[Comprehensive treatment strategies for pediatric head and neck parameningeal rhabdomyosarcoma: a single-center retrospective analysis of 53 cases].

Abstract

Objective: To investigate the clinical characteristics and treatment outcomes of parameningeal rhabdomyosarcoma (PM-RMS) of the head and neck in children, and to analyze the risk factors influencing prognosis. Methods: Clinical data of children with PM-RMS admitted to Beijing Tongren Hospital of Capital Medical University between September 2009 and September 2023 were collected.
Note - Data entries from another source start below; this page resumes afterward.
Issue #141, opened 2022-03-29
Do a production export of the OWID population dataset


larsyencken:

larsyencken:
- Depends on #142

PR #145, opened 2022-03-30
data(population): population to grapher

Marigold:
Export population density dataset to grapher. This is not currently used in production by any other datasets, but it simplifies metadata for population with YAML files and it could be useful in the future. (And I could finally close the [original issue](https://github.com/owid/etl/issues/141))

### DIFF
--- a/dag.yml
+++ b/dag.yml
@@ -80,6 +80,8 @@ steps:
     - data://meadow/worldbank_wdi/2022-05-26/wdi
   grapher://worldbank_wdi/2022-05-26/wdi:
     - data://garden/worldbank_wdi/2022-05-26/wdi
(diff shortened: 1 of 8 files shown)


danyx23 (commented):
It looks like this move to the YAML has dropped the display settings? E.g. the displayInTable has repercussions for what Grapher displays in the table view and I think for such an important variable we should make sure that this doesn't change anything for the worse. Should we add it to the YAML again? Or was this a concious decision to drop it?

Marigold:
@danyx23 good catch, that was totally unconscious. Either that happened when I was rebasing or I might have simply missed it.

danyx23 (approved):
Looks good! I haven't run it again but I think it should be fine 😬 😉

PR #146, opened 2022-03-30
enhance(grapher): align metadata for grapher and ETL

Marigold:
PR for owid-catalog-py https://github.com/owid/owid-catalog-py/pull/28

The mapping between ETL and grapher metadata is not obvious at all. The grapher data model is quite outdated with some things that are not making much sense such as:

1. Even though dataset can have multiple sources, only the first one is shown - as a workaround we join all sources to a single one before inserting to grapher (this happens for `population density`)
2. Admin UI for dataset weirdly maps fields, e.g. `source.additionalInfo` is displayed as `Dataset description` in the UI, `unit` and `shortUnit` of variables are not mapped at all, but instead we show `display.unit` and `display.shortUnit`, etc.

Nevertheless, once you get used to these it's straightforward to write a script that gets your data into grapher in a way you want by running it against staging and checking it in Admin UI.

This was tested on two cases - [maddison to grapher](https://github.com/owid/etl/pull/144) and population to grapher. Both were created to be at parity with our current versions in grapher.

### DIFF
--- a/etl/db_utils.py
+++ b/etl/db_utils.py
@@ -1,3 +1,5 @@
+"""This module was copied from https://github.com/owid/importers/blob/master/db_utils.py"""
+
 import json
 from typing import Any, Dict, Iterator, List, Optional, Tuple, cast
 from unidecode import unidecode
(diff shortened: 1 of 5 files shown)


etl/db_utils.py
```diff
@@ -237,6 +239,10 @@ def upsert_namespace(self, name: str, description: str) -> int:
     def upsert_source(self, name: str, description: str, dataset_id: int) -> int:
         # There is no UNIQUE key constraint we can rely on to prevent duplicates
         # so we have to do a SELECT before INSERT...
+        # TODO: changing source description and rerunning grapher inserts a new source
+        # without deleting the old one. So we end up with multiple sources in grapher DB.
+        # We could delete & create them on every dataset update, but we risk losing manual
+        # changes to those sources.
```
larsyencken, line 245: Is the source information usually greyed out in the admin for things that come from the data team, locked from being edited? If so, we could do the same here

larsyencken (approved):
Looks good! :shipit:

etl/db_utils.py
Marigold: Yes, that's fortunately what happens. I've updated the note and also created an issues for cleaning up objects like Sources in DB after rerunning grapher multiple times https://github.com/owid/etl/issues/147.

PR #149, opened 2022-03-30
chore(jupytext)

lucasrodes:
In some pipelines, especially complex ones, it makes sense to use modules (`.py`) instead of notebooks, but it would be great to still be able to leverage the power of Jupyter Notebooks.

[jupytext](https://github.com/mwouts/jupytext) is a nice way to interact with plain text (i.e. `.py`) using Jupyter Notebooks.

### DIFF
--- a/pyproject.toml
+++ b/pyproject.toml
@@ -35,6 +35,7 @@ wikipedia = "^1.4.0"
 pandas = "^1.4.0"
 numpy = "^1.22.1"
 pydantic = "^1.9.0"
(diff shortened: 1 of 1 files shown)


larsyencken:
It looks like it's already there as a dev dependency. You can try it out with `make lab`, then browse to a python file, then you need to right-click on it and open it with jupytext

lucasrodes:
Totally missed that. Thanks, @larsyencken

PR #155, opened 2022-04-04
feature(backport): Perform a once-off bulk backport of the full dataset

Marigold:
Add command `bulk_backport` that calls `backport` for backporting all datasets that are used in at least one chart and are not private to Walden. Next, flag `--backport` creates `Backport` steps for all backported datasets found in Walden. That step aligns grapher metadata with ETL metadata and yields a wide-table (~~or long-table in rare cases~~) with all columns from the backported dataset.

I've tested it on two cases - creating World Bank Indicators from backported data and for getting SDG indicators into ETL catalog.

Datasets & tables are currently named like `dataset_5438_global_health_observatory__world_health_organization__2021_12`. We have [an issue](https://github.com/owid/etl/issues/167) for making them prettier.

### Long vs wide tables

~~The initial plan was to convert every dataset to a wide `Table`, but it turned out there are a few datasets for which wide format wouldn't be effective (creating extremely sparse >4GB dataframes). I tried a few things - sparse dataframes, hardcoded steps for those datasets, better compression, ... but none of them worked well so I ended up keeping the table in long format and added helper function `create_wide_table` to convert them on-demand after pre-filtering (useful for SDG dataset). If this works for us we can wrap this functionality in a new `LongTable` class with `to_wide_table` method.~~

Running [some benchmarks](https://github.com/owid/notebooks/blob/main/MojmirVinkler/2022-04-27%20Wide%20vs%20long%20format.ipynb) showed that long format is much less efficient than wide format. There are a few exception (extremely sparse datasets) that were autogenerated, but rather than supporting another format I've just split it into tables with 1000 variables. In the future we can revisit those datasets and split them logically into tables in the generating script.

### Removed content-hash

Since field `dataEditedAt` is reliable, there's no need for calculating content hash of all values. Instead, we only calculate checksum of all metadata (which includes `dataEditedAt`).

### Performance

Checksum comparison takes ~1s per dataset (we have 800 datasets in total), this could be speeded up by async / threading, but it's ok for now IMHO.

### DIFF
--- a/backport/backport.py
+++ b/backport/backport.py
@@ -43,7 +43,7 @@ def _walden_values_metadata(ds: GrapherDatasetModel, short_name: str) -> WaldenD
         name=ds.name,
         date_accessed=dt.datetime.utcnow().isoformat(),
         description=ds.description,
-        source_name="Our World in Data",
+        source_name="Our World in Data catalog backport",
         url=f"https://owid.cloud/admin/datasets/{ds.id}",
         publication_date="latest",
         file_extension="feather",
@@ -228,7 +228,9 @@ def backport(
     lg.info("backport.loading_values", variables=variable_ids)
     df = _load_values(engine, variable_ids)
     lg.info("backport.upload_values", size=len(df))
-    _upload_values_to_walden(df, _walden_values_metadata(ds, short_name), dry_run, upload)
+    _upload_values_to_walden(
+        df, _walden_values_metadata(ds, short_name), dry_run, upload
+    )
 
     lg.info("backport.finished")
 
--- a/backport/backport.py
+++ b/backport/backport.py
@@ -118,25 +118,26 @@ def _load_config(
 
 
 def _upload_config_to_walden(
-    config: GrapherConfig, meta: WaldenDataset, dry_run: bool
+    config: GrapherConfig, meta: WaldenDataset, dry_run: bool, upload: bool
 ) -> None:
     with tempfile.NamedTemporaryFile(mode="w") as f:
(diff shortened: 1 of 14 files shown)


backport/backport.py
```diff
@@ -14,53 +14,59 @@
...
-    :param origin_md5: MD5 hash of data values in grapher used to decide whether to recompute
-        or not in the next run
     """
     return WaldenDataset(
         namespace=WALDEN_NAMESPACE,
         short_name=f"{short_name}_values",
         name=ds.name,
+        date_accessed=dt.datetime.utcnow().isoformat(),
         description=ds.description,
         source_name="Our World in Data",
```
danyx23, line 46: I think we should changes this to "Our World in Data catalog backport" or something like that to make it clear that we are not the original source and one should inspect the sources of the config json file to understand the upstream sources

danyx23 (approved):
Looks good! I think we should store something else in walden for the source but that is my only issue for now. In the future we might want to do a bit more to make the very large datasets more digestable as you mention in a comment but this can be done later on.

backport/backport.py
Marigold: Good idea, fixed.

Marigold:
> Looks good! I think we should store something else in walden for the source but that is my only issue for now. In the future we might want to do a bit more to make the very large datasets more digestable as you mention in a comment but this can be done later on.

Thanks!!! Gonna merge this and rebuild everything on analytics server... and then do more **smaller** PRs for backporting. Can't wait.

The cohort included 27 males and 26 females, aged from 4 to 191 months. Overall survival and event-free survival rates were calculated using the Kaplan-Meier method. Log-rank test was used for univariate analysis and Cox regression model for multivariate analysis. Results: The predominant pathological subtypes were embryonal (30 cases, 56.6%) and alveolar (21 cases, 39.6%). There were 23 cases in stage Ⅱ, 16 cases in stage Ⅲ, and 14 cases in stage Ⅳ. According to risk stratification, there were 9 cases with low-risk, 24 with intermediate-risk, 8 with high-risk, and 12 with the invasion of central nervous system. The median follow-up time was 36 months (range: 4-152 months). The overall survival rate was 67.9% (36/53) and the 5-year overall survival rate was 53.6%. All patients received chemotherapy and 43 patients received radiotherapy. Univariate analysis revealed that lymph node metastasis (χ²=4.82, P=0.028), distant metastasis (χ²=8.63, P=0.003), and absent of radiotherapy (χ²=4.18, P=0.041) were significantly associated with poor prognosis. Multivariate analysis identified distant metastasis (HR=4.888, 95%CI: 1.345-17.769, P=0.016) and absent of radiotherapy (HR=5.155, 95%CI: 1.637-16.130, P=0.005) as independent risk factors for prognosis. Conclusion: Pediatric PM-RMS of the head and neck is highly malignant, prone to distant metastasis, and associated with a poor prognosis. Radiotherapy can improve local control rates in affected children.